Thursday, January 7, 2010

Friends & Sisters Forever

I always get sappy about Zoe and Maya as sisters. They really are amazing together, closer than most sisters connected by biology, I believe.

A disgusting case in point -- Maya bites her nails (I have to say "her nails" not "her fingernails," because she's been known to bite her toenails, too!). As we were getting ready this morning, I'm only half paying attention, I confess, when I heard Maya saying something that included the words "bite," "nails," and "Zoe." Took me a minute to figure out the sentence, then I asked for confirmation, "What did you say?!" Maya first said, "Never mind," maybe realizing I wasn't going to like what I was about to hear. I insisted, "No, you were saying something about Zoe and biting nails. What was it?" Maya, always truthful, replied, "Last night, I bit Zoe's nails. I didn't have any left, and she asked me to!"


Every family is different, I know, and the ability or desire to adopt siblings for an adopted child is a personal choice. But at a forum I read, there was a recent discussion about whether it was important for a transracially adopted child to have a same-race adopted sibling. Intuitively, I have the sense that the answer is yes. I didn't have much to add to the discussion, but did recall that there was something about it in the Evan B. Donaldson Institute report, Beyond Culture Camp: Promoting Healthy Identity Formation in Adoption, about Korean adoptees:
While the listing of experiences/services in the survey did not specify “adopted” siblings, almost all of the respondents with brothers or sisters reported having adopted siblings, so we can likely assume that having a sibling who also was adopted was the context of this support. Previous research has found that for transracially adopted young adults, having only a sibling born to their adoptive parents was associated with maladjustment (Brooks & Barth, 1999). Also, Korean adoptees participating in the “Gathering” reported that having a sibling from Korea was a source of comfort and support (Freundlich & Lieberthal, 2000).
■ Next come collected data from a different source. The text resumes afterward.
PR #780, opened 2026-08-30
Force busy_timeout=0 for the login-throttle reservation's write lock

svandragt:
## Bug

`reserve_login_attempt()` (#766) documents and tests a fail-closed contention path: when another request already holds the `option` table's write lock, `BEGIN IMMEDIATE` is supposed to throw immediately so the attempt is refused rather than let through. That test (`testReserveLoginAttemptRefusesRatherThanThrowingWhenTheWriteLockIsHeld`) only reproduces this by manually forcing `PRAGMA busy_timeout = 0` on both connections — production code never does this.

A bare `new PDO('sqlite:...')` (which is all `bootstrap_db()` ever creates) keeps whatever busy_timeout the host's SQLite build defaults to — 60000ms (60s) on this container, confirmed with:

```php
$pdo = new PDO("sqlite:...");
$pdo->query('PRAGMA busy_timeout')->fetchColumn(); // => 60000
```

With that default, a contended `BEGIN IMMEDIATE` doesn't throw — it silently *blocks* until the lock frees or 60s passes. That defeats the design intent: the request just queues instead of being refused, still runs `password_verify()` once its turn comes (the exact bcrypt pile-up #742/#766 exist to prevent, just serialised across the stall instead of parallel), and ties up a web-server worker/connection for the wait. `prune_login_throttle()`'s per-row `R::trash()` calls, which run before the `BEGIN IMMEDIATE`, were also unguarded against this contention.

## Verified over real HTTP

Started `php -S 127.0.0.1:8747 -t src`, held the SQLite write lock on `data/lamb.db` from a second, independent OS process (`BEGIN IMMEDIATE` + sleep), then fired a real concurrent wrong-password `POST /login` at the live server:

- **Before the fix:** the request blocked for the full 6s lock hold, then proceeded normally past the throttle and ran `password_verify()` — `200` "Password is incorrect" after ~5.8s.
- **After the fix:** the request refuses in ~5ms — `429` "Too many failed attempts. Try again in 1 minute."

## Fix

Forces `busy_timeout` to `0` around the reservation's critical section (prune + `BEGIN IMMEDIATE` + read/write/`COMMIT`) in `reserve_login_attempt()`, restoring the connection's previous value in a `finally` block so the rest of the request (and every other route) keeps its normal, forgiving timeout. Also rolls back a partially-opened transaction before returning the refusal, since a caught busy error can now genuinely leave one open.

## Tests

- Added `testReserveLoginAttemptRefusesPromptlyUnderContentionWithoutTestForcedBusyTimeout` to `tests/Unit/LoginThrottleTest.php`: unlike the existing contention test, it does **not** force `busy_timeout` on the RedBean side (reproducing real production conditions), and holds the write lock from a genuine separate OS process (`Symfony\Component\Process\Process`, already a dev dependency) so a regression fails in bounded time (the hold's length) instead of hanging the suite. Confirmed **red** against the pre-fix code (assertion failure: `retry_after` was `0`, and it took the full 2s hold instead of refusing promptly) and **green** after.
- Full suite: `vendor/bin/codecept run Unit` — 2150 tests (2149 + 1 new), 0 failures, 2 skipped (unchanged from baseline).
- `vendor/bin/codecept run Acceptance` — 96 tests, 0 failures (includes `LoginCest`).
- `vendor/bin/phpstan analyse` — no errors. `composer lint` (`phpcs`) — clean.

## Update: WAL fix for a reader-vs-COMMIT regression

Review of this branch found that `busy_timeout=0` was reasoned about only for the `BEGIN IMMEDIATE` writer-vs-writer case. But the reservation's `COMMIT` upgrades to an EXCLUSIVE lock, which SQLite cannot take while any other connection holds a read lock. The DB runs in the default rollback journal (no WAL), so with `busy_timeout=0` that `COMMIT` returns `SQLITE_BUSY` immediately against an ordinary concurrent reader — a second visitor merely rendering a page could make a correct-password login refuse with the throttle message.

Fixed by enabling WAL at setup (`PRAGMA journal_mode=WAL` in `bootstrap_db()`): a writer commits without waiting for readers, so `busy_timeout=0` now refuses only on a genuine concurrent writer, which is the intent. Added `testBootstrapDbEnablesWalSoLoginCommitsSurviveConcurrentReaders` (runs `bootstrap_db()` in a subprocess, asserts the file's `journal_mode` is `wal`).

Full suite re-run on the fix: `vendor/bin/codecept run Unit` — 2151 tests, 0 failures (2 pre-existing skips); `vendor/bin/codecept run Acceptance` — 96 tests, 0 failures. `composer lint` and `composer analyse` (level 8) clean.

### DIFF
--- a/src/bootstrap.php
+++ b/src/bootstrap.php
@@ -102,6 +102,15 @@ function bootstrap_db(string $data_dir): void
         }
     }
     R::setup(sprintf("sqlite:%s/lamb.db", $data_dir));
+    // WAL lets a writer commit without waiting for concurrent readers. The login
+    // throttle's reserve_login_attempt() forces busy_timeout=0 so a contended
+    // reservation fails closed instead of stalling; without WAL its COMMIT takes
+    // an EXCLUSIVE lock that any page-render read holds off, so an ordinary
+    // concurrent visitor would make a correct-password login refuse. WAL narrows
+    // that refusal to a genuine concurrent writer, which is the intent.
+    // ponytail: WAL needs a local filesystem; self-hosted installs on NFS would
+    // fall back to the slower rollback journal and lose this guarantee.
+    R::exec('PRAGMA journal_mode=WAL');
     R::useWriterCache(true);
 
     ensure_post_columns();
--- a/src/response/README.md
+++ b/src/response/README.md
@@ -99,6 +99,18 @@ retrying cannot extend a block. `client_ip()` reads `REMOTE_ADDR` only; see
 [AGENTS.md](../../AGENTS.md)'s Security section for why `X-Forwarded-For` is
 not trusted here.
 
+The peek only rejects an already-blocked client; the race-free gate is
+`reserve_login_attempt()`, which takes a `BEGIN IMMEDIATE` write lock and
+checks-and-increments the counter atomically before bcrypt. Without it a
+concurrent burst from one IP could all read the same under-limit count and each
+run `password_verify()`, serialising only on the write — the bcrypt pile-up the
+throttle exists to stop. SQLite's busy handler is left at the host default
+(tens of seconds), so the reservation forces `busy_timeout = 0` for that
+critical section: a contended lock then refuses immediately (the client retries)
+instead of stalling every attempt behind the lock and reopening the pile-up. The
+lazy prune runs inside that same zero-timeout window on purpose — a prune that
+blocked on contention would reopen it just as surely.
+
 Post-login, `local_redirect_target()` constrains `?redirect_to=` to a local
 path so the parameter can't be turned into an open redirect — the same
 protocol-relative-path check reappears in `posts.php` (see below), because a
--- a/src/response/auth.php
+++ b/src/response/auth.php
@@ -376,37 +376,71 @@ function login_throttle_retry_after(string $ip, int $now): int
  * RedBeanPHP\Facade::begin()), so the lock is taken with a raw statement
  * instead.
  *
+ * Neither PHP nor RedBeanPHP ever configures SQLite's busy handler, so the
+ * connection keeps whatever a bare `new PDO('sqlite:...')` defaults to on the
+ * host's SQLite build — commonly tens of seconds, not 0. Left alone, a
+ * contended BEGIN IMMEDIATE below would silently *block* for that long
+ * instead of throwing: every concurrent attempt in a burst would still queue
+ * up and eventually reach password_verify() once its turn came, exactly the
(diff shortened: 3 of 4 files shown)


svandragt:
Reviewed a code-review finding against this PR and it turned out to be a false positive worth recording:

The finding read the docblock — which said prune keeps the host's normal, forgiving timeout — and concluded that running `prune_login_throttle()` inside the `busy_timeout=0` window was an accidental placement that could refuse legitimate logins.

But `testReserveLoginAttemptRefusesPromptlyUnderContentionWithoutTestForcedBusyTimeout` encodes the opposite intent: a prune that blocked on contention would stall behind the lock and reopen the exact bcrypt pile-up this PR closes. Moving prune out (as the finding suggested) makes that test fail. So the **code is correct** — the **docblock was stale**.

Pushed a docs-only commit: corrected the docblock's claim, trimmed it (it was ~42 lines), and moved the deep rationale into `response/README.md`'s throttle section. No behaviour change.

(Heads-up: that contention test passes in CI but fails deterministically on my local machine — a `php` subprocess/timing issue unrelated to this change; I'll park it separately.)

svandragt:
## Automated code review

**APPROVE**

Gave this one extra scrutiny as auth/throttle code (`src/response/auth.php`'s `reserve_login_attempt()`). No merge conflicts against current `main`, CI green.

- Traced the fail-closed contention path end to end: `busy_timeout` is forced to `0` before `prune_login_throttle()` + `BEGIN IMMEDIATE` and unconditionally restored via the previous value read up front, in a `finally`, even on an uncaught path. A `SQL` exception at any point in the critical section (including during prune) now rolls back an open transaction (`$in_transaction` correctly tracks whether `BEGIN IMMEDIATE` actually succeeded) and refuses the attempt rather than letting it through unreserved.
- The one real behavior change — a *prune* hitting lock contention now refuses a legitimate login rather than proceeding — is intentional and documented (`response/README.md`), and matches the new `testReserveLoginAttemptRefusesPromptlyUnderContentionWithoutTestForcedBusyTimeout` test's intent. I agree with the author's own resolution of the earlier "move prune out" review finding as a false positive (see PR comment): moving it would reopen the exact bcrypt pile-up this PR closes.
- The subprocess-based test (genuine separate OS process holding the write lock, no test-forced `busy_timeout`) is a meaningfully stronger reproduction of production conditions than the existing same-process test.
- `PRAGMA busy_timeout = ' . $previous_busy_timeout` concatenates a value read back as `(int)` from SQLite, so no injection risk despite the string-built PRAGMA.

No blocking issues.

---

PR #786, opened 2026-08-31
WXR import: drop numeric slugs even without a redirectable old path

svandragt:
## Bug

`wordpress_status_path()` (`src/wordpress.php`) handles one WordPress export shape: a title-less post whose `<wp:post_name>` is purely numeric. WordPress puts the post id in the slug column when there's no title to build a slug from. Pinning that slug locally would produce a Lamb URL like `/26`, which collides with the canonical `/status/<id>` shape and can shadow it on lookup. So the importer should always drop it and fall through to `/status/<id>`.

The function conflated two separate questions:

1. Is `<wp:post_name>` purely numeric? This is what should gate slug-dropping.
2. Can we also derive a redirect path from `<link>`?

It returned `null` when either was false, and `import_item()` read that single result to decide whether to drop the slug:

```php
$slug = wordpress_status_path($item) !== null ? '' : (string) ($item['slug'] ?? '');
```

## Why it's reachable

A WordPress site on the default Plain permalink structure exports `<link>` as a bare query string, e.g. `<link>https://oldsite.example/?p=59</link>` — no path. WordPress still records the numeric `post_name` internally. So a title-less post from such a site is exactly the documented case (numeric slug `59`), but `wordpress_status_path()` returns `null` because `parse_url('?p=59', PHP_URL_PATH)` yields no path — not because the slug isn't numeric. `import_item()` then reads `null` as "not the numeric case" and keeps the slug, reproducing the `/59` vs `/status/<id>` shadowing the function exists to prevent. Plain permalinks are the out-of-the-box WordPress default, so this is common, not an edge case.

## Fix

Split the numeric-slug detection into its own function, `is_numeric_wordpress_slug()`, and call it directly from `import_item()` for the slug-dropping decision. `wordpress_status_path()` now delegates to it for the numeric test and keeps its original job: deriving an old path to redirect from, which can legitimately be `null` when `<link>` has no usable path.

No other behaviour changes: existing redirect tests for pretty-permalink sources (`/status/59/`, `/bugs/26/`) still pass unchanged.

## Verification

- Standalone reproduction script (not committed) calling `Lamb\WordPress\import_item()` directly with an item shaped like the scenario above (`link` = `guid` = `https://oldsite.example/?p=59`, `slug` = `'59'`). Before the fix: `bean->slug` was `'59'`. After: `bean->slug` is `''`.
- Regression test added to `tests/Unit/WordPressImportTest.php` (`testImportItemDropsNumericSlugEvenWhenLinkHasNoUsablePath`), asserting the slug is dropped, no `slug:` line is written to the body, and no redirect row is stored (there's no old path to redirect from).
- Confirmed red-before/green-after against `git show HEAD:src/wordpress.php` (fails: expected `''`, got `'59'`) and against the fix (passes).
- Full suite: `vendor/bin/codecept run Unit` — 2150 tests / 3957 assertions, 0 failures (up from 2149/3953 on `main`, the one new test).
- `vendor/bin/phpstan analyse` — no errors.
- `composer lint` (`phpcs`) — clean.

### DIFF
--- a/src/wordpress.php
+++ b/src/wordpress.php
@@ -230,7 +230,7 @@ function import_item(array $item, callable $downloader, bool $dry_run = false, ?
         : prepare_imported_html($body_html, (string) $item['created'], $downloader);
     $markdown = html_to_markdown($prepared);
     $tags = array_values(array_map(static fn($t): string => (string) $t, (array) ($item['tags'] ?? [])));
-    $slug = wordpress_status_path($item) !== null ? '' : (string) ($item['slug'] ?? '');
+    $slug = is_numeric_wordpress_slug($item) ? '' : (string) ($item['slug'] ?? '');
     $body = build_post_body((string) $item['title'], $markdown, $tags, $slug);
 
     $bean = populate_bean($body, null, null, $bean);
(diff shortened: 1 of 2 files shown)


svandragt:
## Automated code review

**APPROVE**

Reviewed the WXR numeric-slug fix in `src/wordpress.php`. No merge conflicts against current `main`, CI green.

- Confirmed the two concerns are now correctly decoupled: `import_item()` (`src/wordpress.php:233`) gates slug-dropping on the new `is_numeric_wordpress_slug()` alone, while `wordpress_status_path()` (`src/wordpress.php:288`, used only for redirect creation) is untouched at its call site and still independently requires a usable `<link>` path. So a "Plain"-permalinks source (`?p=59`, no path) now drops the numeric slug but — correctly — still stores no redirect, since there's genuinely no old path to redirect from.
- The new regression test (`WordPressImportTest::testImportItemDropsNumericSlugEvenWhenLinkHasNoUsablePath`) exercises exactly this combination and asserts both halves (slug dropped, no redirect row).
- No behavior change for the pretty-permalink case (existing tests unaffected, per the PR description).

No blocking issues.

---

Not very definitive, hmm? There are no absolutes about this. I think Zoe and Maya are very fortunate to have each other, for lots of reasons including the support they give each other on issues of adoption and race. But I also think if I had decided not to adopt again after Zoe, things would still work out well for her. And I was reminded of this issue of same-race siblings today because I showed my Adoption Law class Adopted: The Movie. I was again struck by the extraordinary support Korean adoptee Jen got from her only sibling, the brother born to her white adoptive parents. So this probably falls in the "it depends on the individual" category . . . .

And yes, Zoe is the artist featured above!


LisaLew said...

Great story. And, I love the picture. I hope you have it in a frame!
Syd told me just the other day she wanted a sister from China. "Not a little one," one her age "to play with and we could be best friends."

Anonymous said...

Of course I love LOVE LOVE reading your blog. This is such an interesting topic! So many questioned us when we adopted two biologically unrelated children at the same time. (since we have been back, the laws have changed and you can no longer adopt two biologically unrelated at the same time). Anyway, after being home for 4 years I can honestly say I can't imagine one without the other. :-) Being so close in age they have learned so much together and will always have such a special bond. It may not be biological, but it is special. Just like you have described, my two are so in tune with each other's needs. Be it nails :-) or just general protection. Thank you so much for all you share :-) I so enjoy it :-)
--Stephanie Davis

travelmom and more said...

My daughter asks for a brother or sister almost daily. We would love to adopt a second child from China and have been waiting for 2.5 years with no end in sight. In place of a sister we talk about the other family in our town who have twins from our daughters SWI as her Yangxi-sisters, and our daughter is very happy to embrace them as kin of sorts. We get holiday cards from some of the families from our travel group and my daughter is always excited to learn more about them. I was an only child, and happy being an only child, but in the pit of my stomach I feel like my daughter needs a sibling. I am not sure if a sibling is in our future I I hope so.

Anonymous said...

You adopted at the right time. I am in the same boat as Travelmom, but we have been waiting over 3.5 years... with no end in sight. Consequently, i don't know if it will be in our family's (specifically, our daughter's) future.